Choice Modelling - Related Terms For Choice Modelling

Related Terms For Choice Modelling

There are a number of terms which either are subsets or overlap with other areas, of econometrics that may broadly be termed Choice Modelling.

These include the following:

  1. Stated preference discrete choice modelling
  2. Discrete choice
  3. Choice experiment
  4. Choice set
  5. Conjoint analysis
  6. Controlled experiments

Read more about this topic:  Choice Modelling

Famous quotes containing the words related, terms, choice and/or modelling:

    The question of place and climate is most closely related to the question of nutrition. Nobody is free to live everywhere; and whoever has to solve great problems that challenge all his strength actually has a very restricted choice in this matter.
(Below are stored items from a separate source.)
PR #329, opened 2019-09-10
completed issue 324

bashbashbash:
Even though the tests have been consolidated, I would like to implement the tests in a slightly better way using a struct, something like this from another test:

My question is, would this be a cleaner way? I think so but don't want to waste time

tests := []struct {
		input [][]byte
		want  bool
	}{
		{
			[]byte{something},
			true,
		},

                  ...
}

### DIFF
--- a/internal/hashing/hashing_test.go
+++ b/internal/hashing/hashing_test.go
@@ -20,18 +20,16 @@ func TestNew(t *testing.T) {
 	}
 }
 
-func TestGetMerkleRootHashEmptyInput(t *testing.T) {
+func TestGetMerkleRootHashInput(t *testing.T) {
 	input := [][]byte{}
-	result := GetMerkleRootHash(input)
+	expected := GetMerkleRootHash(input)
 
-	if len(input) != len(result) {
+	if len(input) != len(expected) {
 		t.Errorf("Error! GetMerkelRootHash does not return an empty slice on input of empty slice")
 	}
-}
 
-func TestGetMerkleRootHashSinlgeInput(t *testing.T) {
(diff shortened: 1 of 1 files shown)


internal/hashing/hashing_test.go
```diff
@@ -20,65 +20,54 @@ func TestNew(t *testing.T) {
...
-	input := [][]byte{[]byte("transaction1"), []byte("transaction2")}
-	concat := append(New(New(input[0])), New(New(input[1]))...)
-	expected := New(New(concat))
-	actual := GetMerkleRootHash(input)
+func TestGetMerkleRootHashInput(t *testing.T) {
+	tests := []struct {
+		name string
+		input [][]byte
+		expected []byte
+		want bool
```
kstola2: what is the purpose of `want` here?

internal/hashing/hashing_test.go
```diff
@@ -20,65 +20,54 @@ func TestNew(t *testing.T) {
...
-	expected := New(New(append(concat1, concat2...)))
-	actual := GetMerkleRootHash(input)
-
-	if !bytes.Equal(expected, actual) {
-		t.Errorf("Error! GetMerkelRootHash does not produce correct result on three byte slices")
-		t.Errorf("Expected != Actual")
-		t.Errorf("%v != %v", expected, actual)
+	for _, tt := range tests {
+		t.Run(tt.name, func(t *testing.T) {
+			if result := bytes.Equal(GetMerkleRootHash(tt.input),tt.expected); result != tt.want {
```
kstola2: can we just make the assertion fail if GetMerkleRootHash bytes do not equal expected?

Issue #423, opened 2019-10-27
Generate Random Contract Function


kstola2:
I think we could accelerate development if we created a function that generates a random Contract. So in other words it returns a contract whose fields are all formed with stochasticity.

PR #426, opened 2019-10-30
added generaterandomcontract and containspublickey functions

harshalpatel165:
(#423 )

### DIFF
--- a/internal/contracts/contracts.go
+++ b/internal/contracts/contracts.go
@@ -9,7 +9,8 @@ import (
 	"errors"
 	"fmt"
 	"reflect"
-
+	"math/rand"
+ 
 	"github.com/SIGBlockchain/project_aurum/internal/hashing"
 	"github.com/SIGBlockchain/project_aurum/internal/publickey"
 )
@@ -55,7 +56,7 @@ func New(version uint16, sender *ecdsa.PrivateKey, recipient []byte, value uint6
 
 	if version == 0 {
 		return nil, errors.New("Invalid version; must be >= 1")
-	}
+	}               
 
 	c := Contract{
 		Version:         version,
@@ -274,4 +275,53 @@ func (mc *JSONContract) Unmarshal() (Contract, error) {
 		mc.StateNonce,
 	}
 	return c, nil
+	fmt.print(c)
+}
+
+func (c *Contract) ContainsPublicKey(pk publickey.AurumPublicKey) (bool, error) {
+	if c == nil {
+		return false, errors.New("not nill")
+	}
+	
+	// encode contract's sender pub key to bytes
+	bKey, err := publickey.Encode(c.SenderPubKey)
+	if err != nil{
+		return bytes.Equal(bKey, pk.Bytes), errors.New("failed to encode sender public key")
+	}
+	// return the comparison of the above encoding with Bytes field of pk
+    return  bytes.Equal(bKey, pk.Bytes), nil
+	
+}
+
+func(c *Contract) GenerateRandomContract() (Contract){
+	b := rand.Read(make([]byte, 32))
+	
+	genSenderPubKey := ecdsa.GenerateKey(elliptic.P256(), rand.Reader)
+	
+	genrecipPubKeyHash := rand.Read(make([]byte, 32))
+	
+	genVersion := binary.LittleEndian.Uint16(b[:])
+	
+	genSigLen := binary.LittleEndian.Uint8(b[:]);
+	
+	
+	genSignature := rand.Read(make([]byte, genSigLen));
+	
+	genValue := binary.LittleEndian.Uint64(b[:])
+	
+	genStateNonce := binary.LittleEndian.Uint64(b[:])
+	
+
+	c := &Contract{
+		Version:  genVersion,
+		SenderPubKey: genSenderPubKey,
+		SigLen:  genSigLen,
+		Signature:  genSignature,
+		RecipPubKeyHash:  genrecipPubKeyHash,
+		Value:  genValue,
+		StateNonce:  genStateNonce,
+		
+	}
+	return c, nil
+
 }


internal/contracts/contracts.go
```diff
@@ -274,4 +275,53 @@ func (mc *JSONContract) Unmarshal() (Contract, error) {
 		mc.StateNonce,
 	}
 	return c, nil
+	fmt.print(c)
+}
+
+func (c *Contract) ContainsPublicKey(pk publickey.AurumPublicKey) (bool, error) {
```
kstola2: Remove this function, it will be on the other branch.

internal/contracts/contracts.go
```diff
@@ -274,4 +275,53 @@ func (mc *JSONContract) Unmarshal() (Contract, error) {
...
+	bKey, err := publickey.Encode(c.SenderPubKey)
+	if err != nil{
+		return bytes.Equal(bKey, pk.Bytes), errors.New("failed to encode sender public key")
+	}
+	// return the comparison of the above encoding with Bytes field of pk
+    return  bytes.Equal(bKey, pk.Bytes), nil
+	
+}
+
+func(c *Contract) GenerateRandomContract() (Contract){
```
kstola2: - [ ] I don't believe we need a receiver, remove it
- [ ] Remove parentheses from return type

internal/contracts/contracts.go
```diff
@@ -274,4 +275,53 @@ func (mc *JSONContract) Unmarshal() (Contract, error) {
...
+	
+	
+	genSignature := rand.Read(make([]byte, genSigLen));
+	
+	genValue := binary.LittleEndian.Uint64(b[:])
+	
+	genStateNonce := binary.LittleEndian.Uint64(b[:])
+	
+
+	c := &Contract{
```
kstola2: - [ ] instead of assigning `c` to this, just return it.

internal/contracts/contracts.go
```diff
@@ -274,4 +275,53 @@ func (mc *JSONContract) Unmarshal() (Contract, error) {
...
+		Version:  genVersion,
+		SenderPubKey: genSenderPubKey,
+		SigLen:  genSigLen,
+		Signature:  genSignature,
+		RecipPubKeyHash:  genrecipPubKeyHash,
+		Value:  genValue,
+		StateNonce:  genStateNonce,
+		
+	}
+	return c, nil
```
kstola2: - [ ] remove this return in favor of the above change.

internal/contracts/contracts.go
```diff
@@ -278,41 +278,20 @@ func (mc *JSONContract) Unmarshal() (Contract, error) {
...
-		return bytes.Equal(bKey, pk.Bytes), errors.New("failed to encode sender public key")
-	}
-	// return the comparison of the above encoding with Bytes field of pk
-    return  bytes.Equal(bKey, pk.Bytes), nil
-	
-}
 
-func(c *Contract) GenerateRandomContract() (Contract){
+
+funcGenerateRandomContract() Contract{
```
harshalpatel165: space

internal/contracts/contracts.go
```diff
@@ -274,4 +275,31 @@ func (mc *JSONContract) Unmarshal() (Contract, error) {
...
+	
+	genSenderPubKey := ecdsa.GenerateKey(elliptic.P256(), rand.Reader)
+	genrecipPubKeyHash := rand.Read(make([]byte, 32))
+	genVersion := binary.LittleEndian.Uint16(b[:])
+	genSigLen := binary.LittleEndian.Uint8(b[:]);
+	genSignature := rand.Read(make([]byte, genSigLen));
+	genValue := binary.LittleEndian.Uint64(b[:])
+	genStateNonce := binary.LittleEndian.Uint64(b[:])
+	
+	return &Contract{
```
harshalpatel165: will remove &

internal/contracts/contracts.go
```diff
@@ -274,4 +275,31 @@ func (mc *JSONContract) Unmarshal() (Contract, error) {
...
+		Version:  genVersion,
+		SenderPubKey: genSenderPubKey,
+		SigLen:  genSigLen,
+		Signature:  genSignature,
+		RecipPubKeyHash:  genrecipPubKeyHash,
+		Value:  genValue,
+		StateNonce:  genStateNonce,
+		
+	}, nil
```
kstola2: - [ ] There is no need to return a `nil` here, since your function only returns a `Contract` per the signature.

internal/contracts/contracts.go
```diff
@@ -274,4 +275,31 @@ func (mc *JSONContract) Unmarshal() (Contract, error) {
 		mc.StateNonce,
 	}
 	return c, nil
+	fmt.print(c)
```
kstola2: - [ ] remove print call here

internal/contracts/contracts.go
```diff
@@ -274,4 +275,31 @@ func (mc *JSONContract) Unmarshal() (Contract, error) {
...
 	return c, nil
+	
+}
+
+
+
+func GenerateRandomContract() Contract{
+	b := rand.Read(make([]byte, 32))
+	
+	genSenderPubKey := ecdsa.GenerateKey(elliptic.P256(), rand.Reader)
```
kstola2: - [ ] `ecdsa.GenerateKey` generates a private key. You need to extract the public key from the private key

How this is done: https://github.com/SIGBlockchain/project_aurum/blob/master/internal/publickey/publickey_test.go#L56

internal/contracts/contracts.go
```diff
@@ -274,4 +275,31 @@ func (mc *JSONContract) Unmarshal() (Contract, error) {
...
+	return Contract{
+		Version:  genVersion,
+		SenderPubKey: genSenderPubKey,
+		SigLen:  genSigLen,
+		Signature:  genSignature,
+		RecipPubKeyHash:  genrecipPubKeyHash,
+		Value:  genValue,
+		StateNonce:  genStateNonce,
+		
+	},
```
kstola2: - [ ] Remove this comma

internal/contracts/contracts.go
```diff
@@ -274,4 +275,31 @@ func (mc *JSONContract) Unmarshal() (Contract, error) {
...
+	
+	genSenderPubKey := ecdsa.GenerateKey(elliptic.P256(), rand.Reader)
+	genrecipPubKeyHash := rand.Read(make([]byte, 32))
+	genVersion := binary.LittleEndian.Uint16(b[:])
+	genSigLen := binary.LittleEndian.Uint8(b[:]);
+	genSignature := rand.Read(make([]byte, genSigLen));
+	genValue := binary.LittleEndian.Uint64(b[:])
+	genStateNonce := binary.LittleEndian.Uint64(b[:])
+	
+	return Contract{
```
kstola2: Instead of defining the struct with `Contract { ... } `, leverage the `New` function instead that returns a contract, just feed it your `gen_` parameters.

internal/contracts/contracts.go
```diff
@@ -274,4 +275,22 @@ func (mc *JSONContract) Unmarshal() (Contract, error) {
...
+
+
+func GenerateRandomContract() *Contract{
+	b := rand.Read(make([]byte, 32))
+	
+	genSenderPrivKey := ecdsa.GenerateKey(elliptic.P256(), rand.Reader)
+	genrecipPubKeyHash := rand.Read(make([]byte, 32))
+	genVersion := binary.LittleEndian.Uint16(b[:])
+	genSigLen := binary.LittleEndian.Uint8(b[:]);
+	genSignature := rand.Read(make([]byte, genSigLen));
```
kstola2: Let's remove these two `Sig` variables, since we don't need them in the `New` function

internal/contracts/contracts.go
```diff
@@ -274,4 +275,22 @@ func (mc *JSONContract) Unmarshal() (Contract, error) {
...
+	
+}
+
+
+
+func GenerateRandomContract() *Contract{
+	b := rand.Read(make([]byte, 32))
+	
+	genSenderPrivKey := ecdsa.GenerateKey(elliptic.P256(), rand.Reader)
+	genrecipPubKeyHash := rand.Read(make([]byte, 32))
```
kstola2: - [ ] Fix camelCase format

internal/contracts/contracts.go
```diff
@@ -274,4 +276,20 @@ func (mc *JSONContract) Unmarshal() (Contract, error) {
...
+}
+
+
+
+func GenerateRandomContract() (*Contract,error){
+	b := make([]byte, 32)
+	rand.Read(b)
+	genSenderPrivKey, _ := ecdsa.GenerateKey(elliptic.P256(), rand.Reader)
+	genRecipPubKeyHash :=  b
+	genVersion := binary.LittleEndian.Uint16(b[:])
```
kstola2: Is there a way to make sure this is never 0? The only instance `New` returns an error is if the version passed in is a zero.

- [ ] Generate only nonzero numbers for version
- [ ] Make return type be just a `Contract`

harshalpatel165: The new function returns 2 values, contract and error, so when I return a new *random contract, it also returns error

kstola2: I see. We can do what you had initially: define a return variable, with its error, then just return the return variable at the end.  It doesn't make much sense to generate a random contract and need to do error checks on the call.

harshalpatel165: Also, the new function already checks if the version is greater than 0. do u want it so that is doesn't make a contract with a zero value version in the first place?

kstola2: Yes this is exactly what I want.

harshalpatel165:
I had to use error because rand.Read returns an error

internal/contracts/contracts.go
```diff
@@ -274,4 +276,34 @@ func (mc *JSONContract) Unmarshal() (Contract, error) {
...
 	}
 	return c, nil
+	
+}
+
+
+
+func GenerateRandomContract() (*Contract, error){
+	b := make([]byte, 32)
+	_, err :=rand.Read(b)
```
kstola2: When will this return a non-nil error

harshalpatel165: The read function from rand is a helper function that uses io.readfull function from. The readFull function reads the length of the bytes and returns an error if fewer bytes were read. So, if for some reason not all the bytes were read, it would return an error

kstola2: If there's no identifiable reason that all the bytes will be read, then ignore the error. I don't want to approve a generate random contract function that returns any errors because that is impractical.

harshalpatel165:
not sure why jsontest file was changed

internal/contracts/contracts.go
```diff
@@ -273,5 +275,30 @@ func (mc *JSONContract) Unmarshal() (Contract, error) {
...
+	
 }
+
+
+
+func GenerateRandomContract() (*Contract){
+	min := 1
+	maxVer := 65535
+	b := make([]byte, 32)
+	mrand.Read(b)
```
kstola2: What is the purpose of this?

internal/contracts/contracts.go
```diff
@@ -273,5 +275,30 @@ func (mc *JSONContract) Unmarshal() (Contract, error) {
...
+	genRecipPubKeyHash := b
```
kstola2: Can you make this the result of the hash of a random number? 

i.e. `hashing.New([]byte{ someRandomNumber })`

harshalpatel165: does it matter how long the number inside the byte is, as in does it matter if it is a random Uint16 or Uint64

harshalpatel165: I thought an array of bytes was multiple values, not just one singular number

kstola2: > does it matter how long the number inside the byte is, as in does it matter if it is a random Uint16 or Uint64

I don't think it matters. Choose whichever is easier for you

harshalpatel165: is it possible to have an array of bytes with just a single number

harshalpatel165: i thought it was an array with multiple numbers

internal/contracts/contracts.go
```diff
@@ -284,9 +284,10 @@ func (mc *JSONContract) Unmarshal() (Contract, error) {
 func GenerateRandomContract() (*Contract){
 	min := 1
 	maxVer := 65535
-	b := make([]byte, 32)
-	mrand.Read(b)
-	genRecipPubKeyHash := b 
+	b := make([]byte, 8)
+	binary.LittleEndian.PutUint64(b, mrand.Uint64())
+
+	genRecipPubKeyHash := hashing.New(b)
```
kstola2: `b` isn't random

harshalpatel165: I tested it out on playground, and it generates a random []byte every time I call the function

PR #430, opened 2019-11-04
completed issue410

bashbashbash:
Please provide help coming up with better comments for receiver functions

### DIFF
--- a/internal/accountstable/accountstable.go
+++ b/internal/accountstable/accountstable.go
@@ -5,6 +5,7 @@ import (
 	"database/sql"
 	"encoding/hex"
 	"errors"
+	"sync"
 
 	"github.com/SIGBlockchain/project_aurum/internal/accountinfo"
 	"github.com/SIGBlockchain/project_aurum/internal/block"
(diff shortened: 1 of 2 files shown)


internal/accountstable/accountstable.go
```diff
@@ -14,6 +15,86 @@ import (
 	"github.com/SIGBlockchain/project_aurum/internal/sqlstatements"
 )
 
+// structs
+
+// ATConnection struct used for
+type ATConnection struct {
```
kstola2: Can we rename this to `AccountsTableConnection`?

internal/accountstable/accountstable.go
```diff
@@ -14,6 +15,86 @@ import (
...
+	lock   sync.RWMutex
+	dbconn *sql.DB
+}
+
+// Lock locks at for writing. If the lock is already locked for reading or writing,
```
kstola2: RW locks lock when writing, they never lock for reading

internal/accountstable/accountstable.go
```diff
@@ -14,6 +15,86 @@ import (
...
+	at.lock.Lock()
+}
+
+// Unlock unlocks at for writing. It is a run-time error if at is not locked for
+// writing on entry to Unlock.
+func (at *ATConnection) Unlock() {
+	at.lock.Unlock()
+}
+
+// InsertAccountIntoAccountBalanceTable is called from receiver in order to enforce interface
```
kstola2: "Calls accountstable.InsertAccountIntoAccountBalanaceTable using struct connection"

Same for all other TODO's; just replace the function name

internal/accountstable/accountstable.go
bashbashbash: Originally I was going to do this but the go-linter said this:

[click this link](https://ibb.co/CJGq515)

Thoughts?

kstola2: Interesting. I guess we can make it that.

In your comments can you replace `at` with `accounts table`, because right now it looks like the word "at" and it's a bit confusing.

The influence of climate on our metabolism, its retardation, its acceleration, goes so far that a mistaken choice of place and climate can not only estrange a man from his task but can actually keep it from him: he never gets to see it.
    Friedrich Nietzsche (1844–1900)

    A radical is one of whom people say “He goes too far.” A conservative, on the other hand, is one who “doesn’t go far enough.” Then there is the reactionary, “one who doesn’t go at all.” All these terms are more or less objectionable, wherefore we have coined the term “progressive.” I should say that a progressive is one who insists upon recognizing new facts as they present themselves—one who adjusts legislation to these new facts.
    Woodrow Wilson (1856–1924)

    And yet ‘twould seem that what is sung
    In happy sadness by the young,
    Fate has no choice but to fulfill.
    Robert Frost (1874–1963)

    The windy springs and the blazing summers, one after another, had enriched and mellowed that flat tableland; all the human effort that had gone into it was coming back in long, sweeping lines of fertility. The changes seemed beautiful and harmonious to me; it was like watching the growth of a great man or of a great idea. I recognized every tree and sandbank and rugged draw. I found that I remembered the conformation of the land as one remembers the modelling of human faces.